*** Begin section ***

PR #373, opened 2020-10-22
refactor: Tidy design-system dockerfiles [NP-1037]

simonwgill:
Tidying of dockerfiles and general improvements 

Since this is going to be a chunky PR, I'm going to drop checkpoint commits in that gather up related changes in a (hopefully) more organised fashion than trying to dump the inevitable iterative commits that come from playing with a Jenkinsfile. It'll stay in draft until that last step is complete.

PR #402, opened 2020-10-27
feature: Enable cache-from feature to speed up builds (NP-1159)

simonwgill:
Mostly the same as https://github.com/citizensadvice/design-system/pull/373, but rebased to master and adding the code to stop the build after collecting the docker-compose logs.

### DIFF
--- a/Jenkinsfile
+++ b/Jenkinsfile
@@ -46,15 +46,15 @@ pipeline {
                         // Pull the master images and any previous builds if we're on a different branch
                         // docker-compose only looks in the local images and doesn't try to pull when building
                         ['story-server', 'backstop', 'wcag', 'ruby'].each {
-                            docker.image("${docker_registry}/design-system:${it}").pull()
-                            if (env.BRANCH_NAME != 'master') {
-                                // Ignore failures from docker - it's probably an Image Not Found.
-                                // Other errors like out of disk space will cause problems in other commands
-                                try {
-                                    docker.image("${docker_registry}:${it}-${env.CA_STYLEGUIDE_VERSION_TAG}").pull()
-                                } catch (Exception e) {
-                                    echo "Error pulling ${docker_registry}:${it}-${env.CA_STYLEGUIDE_VERSION_TAG}"
+                            // Ignore failures from docker - it's probably an Image Not Found.
+                            // Other errors like out of disk space will cause problems in other commands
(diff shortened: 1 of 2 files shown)


pedantic-git (approved):
Nice. Not seeing anything to whinge about here (except maybe the name of the PR?) so ✅

Jenkinsfile
```diff
@@ -37,7 +41,40 @@ pipeline {
...
+                        ['story-server', 'backstop', 'wcag', 'ruby'].each {
+                            // Ignore failures from docker - it's probably an Image Not Found.
+                            // Other errors like out of disk space will cause problems in other commands
+                            try {
+                                docker.image("${docker_registry}/design-system:${it}").pull()
+                                if (env.BRANCH_NAME != 'master') {
+                                        docker.image("${docker_registry}/design-system:dev_${it}_${env.CA_STYLEGUIDE_VERSION_TAG}").pull()
+                                }
+                            } catch (Exception e) {
+                                    echo "Error pulling ${docker_registry}/design-system:dev_${it}_${env.CA_STYLEGUIDE_VERSION_TAG}"
```
baseonmars, line 57: Does this one also need to re-throw?

simonwgill: Not this one. When you run the first build, this error will always trigger because the image doesn't exist. It's possible that there are other errors - so it logs the attempt to make it easier to find things in that case.

baseonmars: It'd be cool to provide a different error message for a 404 vs other errors... perhaps something for another PR tho.

baseonmars (approved):
Looking good!

Jenkinsfile
simonwgill: It looks like this in the logs - so the actual message is provided by the result of docker pull

```
+ docker pull 979633842206.dkr.ecr.eu-west-1.amazonaws.com/design-system:dev_story-server_pr-402_5c4f209
Error response from daemon: manifest for 979633842206.dkr.ecr.eu-west-1.amazonaws.com/design-system:dev_story-server_pr-402_5c4f209 not found: manifest unknown: Requested image not found
[Pipeline] echo
Error pulling 979633842206.dkr.ecr.eu-west-1.amazonaws.com/design-system:dev_story-server_pr-402_5c4f209
```

PR #403, opened 2020-10-27
bugfix: Firefox new tab issue [NP-1172]

luke-hill:
**Previously:**

When firefox loads up a new tab. It first loads `about:blank`. Because this is a static white page. Selenium detects the page has loaded correctly and continues on.

Shortly after a "redirect" then changes the URL. And selenium then goes into "load" mode again and waits for the page to load. However by this time, it's too late, as we've checked the url and triggered a failure.

NB: This doesn't appear to affect chrome.

**Now:**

*** End section ***

EXERCISE DIRECTIONS: In the entries above, some lines may contain the string "changes"; report how many, without additional comment.

ANSWER FOR THIS EXERCISE: 2